** Exercise prompt **
Among the entries that follow, find the lines containing the string "same" and copy them.

─── The data ───

PR #275, opened 2022-03-21
[FIX] account_product_fiscal_classification: order by fiscal classification by name

legalsylvain:
trivial patch. order by name, and not by id.

CC : @rvalyi.

GRAP-403

PR #379, opened 2023-10-23
[16.0][IMP] account_product_fiscal_classification: add sequence

alexis-via:


account_product_fiscal_classification/models/account_product_fiscal_classification_template.py
```diff
@@ -8,6 +8,7 @@
 class AccountProductFiscalClassificationTemplate(models.Model):
     _name = "account.product.fiscal.classification.template"
     _description = "Fiscal Classification Template"
+    _order = "sequence, id"
```
legalsylvain:
```suggestion
    _order = "sequence, name"
```

if two items have the same sequence. (that occures, when updating this module), better to order by name.

account_product_fiscal_classification/models/account_product_fiscal_classification.py
```diff
@@ -9,6 +9,7 @@
 class AccountProductFiscalClassification(models.Model):
     _name = "account.product.fiscal.classification"
     _description = "Fiscal Classification"
+    _order = "sequence, id"
```
legalsylvain:
```suggestion
    _order = "sequence, name"
```
same here.

account_product_fiscal_classification/models/account_product_fiscal_classification.py
```diff
@@ -20,6 +21,8 @@ class AccountProductFiscalClassification(models.Model):
         " Classification without removing it.",
     )
 
+    sequence = fields.Integer(sequence=10)
```
legalsylvain:
```suggestion
    sequence = fields.Integer(default=10)
```

typo.

legalsylvain (changes requested):
minor remarks. Otherwise, LGTM.
thanks !

account_product_fiscal_classification/models/account_product_fiscal_classification_template.py
alexis-via: In the current implementation, there is no "_order", so it is order by id. So "sequence, id" keeps the current order on existing installations.

legalsylvain: indeed, but is it what we want ?

alexis-via: yes ! That way, we don't change the habits of the users until they decide the exact order they want.

legalsylvain: I mean, order by id is wrong, and has been fixed by https://github.com/OCA/account-fiscal-rule/pull/275 monthes ago. 
But this patch has not been back-ported.
I think it should. 
the order by sequence is OK, but please take the opportunity to backport this trivial patch !

thanks !

alexis-via:
On the form view of account.product.fiscal.classification, we have a "notebook" with a single "page"... why ? There are other modules which add tabs to this form view ?

legalsylvain:
> we have a with a single ... why ? 

?

alexis-via:
comment updated. Github dislikes when you write XML tags directly in the text of the comment!

alexis-via:
Ready to merge !

dreispt:
@legalsylvain Can you approve please, so we follow due process?

legalsylvain:
Hi ! 

> On the form view of account.product.fiscal.classification, we have a "notebook" with a single "page"... why ? There are other modules which add tabs to this form view ?

Generally, I add a notebook on form view. It allows to add extra tab in custom / OCA modules.

> @legalsylvain Can you approve please, so we follow due process?

No, my comment (https://github.com/OCA/account-fiscal-rule/pull/379#discussion_r1370332588) is not answered.

But no problem : I backported #275 here (#388), so this PR has just to be rebase, and could be merged.

alexis-via:
rebased

PR #390, opened 2023-11-09
[MOD]account_avatax_oca: Make a rounding tax from 4 to 2

sandipvyas-osi:
[MOD]account_avatax_oca: Make a rounding tax from 4 to 2


dreispt (changes requested):
@sandipvyas-osi The point for how it is working was to minimize the differences between the Avatax amount computation and the Odoo one.
Reducing the decimals will cause more differences and is not helpful.
Is there a particular reason to propose this change?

───

** Written reply **
if two items have the same sequence. (that occures, when updating this module), better to order by name.
same here.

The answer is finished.